What you have to do = Where the records hold the string "Code", show the whole line it sits on.

Saved entries =
====

PR #1531, opened 2026-01-19
feat: set pypsa options via `.env` file

lkstrp:
Addition to #1513

### DIFF
--- a/test/test_options.py
+++ b/test/test_options.py
@@ -3,6 +3,8 @@
 # SPDX-License-Identifier: MIT
 
 import importlib
+import importlib.util
+import os
 
 import pytest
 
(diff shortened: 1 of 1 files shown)


docs/user-guide/options.md
```diff
@@ -42,16 +42,17 @@ For example, to set the default solver to Gurobi:
...
 ### Priority
 
 When the same option is set in multiple ways, the following priority applies (lowest to highest):
 
 1. **Default values**: Defined in PyPSA
-2. **Environment variables**: `PYPSA_*` (loaded once at import time)
-3. **Runtime setting**: `pypsa.set_option()` or `pypsa.options.x = ...`
-4. **Function arguments** (where applicable): e.g., `n.optimize(solver_name="gurobi")`
+2. **`.env` file**: Via `python-dotenv` (if installed)
+3. **Environment variables**: `PYPSA_*` (loaded once at import time)
```
euronion, line 53: Shouldn't the priority be switched? `.env` with higher prio than `env vars`? Or am I confused?

euronion:
Sweet <3

docs/user-guide/options.md
lkstrp: Convention is that env vars have higher priority, which is also default of `dotenv`

Issue #592, opened 2023-03-31
Links ramp_start_up_limit not behaving as expected


pmcwhannel:
## Checklist

- [ ] I am using the current version of PyPSA with the recent pull request #582.

## Describe the Bug

Seems the `ramp_limit_start_up` for link components is not working as intended. I have tried rerunning the the contents of `test_link_unit_commitment(api)` with the addition of the attribute `ramp_limit_start_up=0.01` and the output corresponding to OCGT does not change. Code is below to reproduce.

Thanks for any help in advance.

## Code
```
n = pypsa.Network()

snapshots = range(4)

n.set_snapshots(snapshots)

n.madd("Bus", ["gas", "electricity"])

n.add("Generator", "gas", bus="gas", marginal_cost=10, p_nom=20000)

n.add(
    "Link",
    "OCGT",
    bus0="gas",
    bus1="electricity",
    committable=True,
    p_min_pu=0.1,
    efficiency=0.5,
    up_time_before=0,
    ramp_limit_start_up=0.01, # CHANGE IS HERE
    min_up_time=3,
    start_up_cost=3333,
    p_nom=12000,
)

n.add(
    "Generator",
    "wind",
    bus="electricity",
    p_nom=800,
)

n.add("Load", "load", bus="electricity", p_set=[4000, 6000, 800, 5000])

n.optimize()

```

## Error Message

N/A.

fneum:
Confirmed bug. (Even when setting `down_time_before=1` as well).

PR #1540, opened 2026-01-28
Fix: ramp_limit_start_up attribute is ignored in binary UC

Irieo:
Closes # https://github.com/PyPSA/PyPSA/issues/592 (considering the implications of the bug, this should have rather been high priority)

## Problem

The `ramp_limit_start_up` and `ramp_limit_shut_down` attributes were completely ignored in binary unit commitment, even when explicitly set. 

This happened because:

====

Solution for this exercise =
Seems the `ramp_limit_start_up` for link components is not working as intended. I have tried rerunning the the contents of `test_link_unit_commitment(api)` with the addition of the attribute `ramp_limit_start_up=0.01` and the output corresponding to OCGT does not change. Code is below to reproduce.
## Code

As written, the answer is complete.